Write out, word for word, only the lines from the one containing "I keep getting" through the final line of the data.

*** Data under study Section Begins ***

Issue #2596, opened 2022-10-20
`GraphQLNullable` nil coalescing


calvincestari:
From community topic https://community.apollographql.com/t/ios-1-0-graphqlnullable-null-coalescing/4681/1.

For something like:
```
let cursor: String? = "blah"

let query: Query = Query(pagination: Pagination(before: cursor ?? .none))
```

I keep getting the following error:
```
Cannot convert value of type ‘String?’ to expected argument type ‘GraphQLNullable’
```

calvincestari:
See https://github.com/Pocket/pocket-ios/pull/277 for a reproducible sample.

PR #2600, opened 2022-10-21
Exported Import all of Apollo API in generated operations

AnthonyMDev:
This fixes https://github.com/apollographql/apollo-ios/issues/2596 by ensuring the operator overload is imported wherever you are using the generated models.


calvincestari (approved):
Awesome, thanks for the quick fix!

*** Data under study Section Ends ***

## Response to this task
I keep getting the following error:
```
Cannot convert value of type ‘String?’ to expected argument type ‘GraphQLNullable’
```

calvincestari:
See https://github.com/Pocket/pocket-ios/pull/277 for a reproducible sample.

PR #2600, opened 2022-10-21
Exported Import all of Apollo API in generated operations

AnthonyMDev:
This fixes https://github.com/apollographql/apollo-ios/issues/2596 by ensuring the operator overload is imported wherever you are using the generated models.


calvincestari (approved):
Awesome, thanks for the quick fix!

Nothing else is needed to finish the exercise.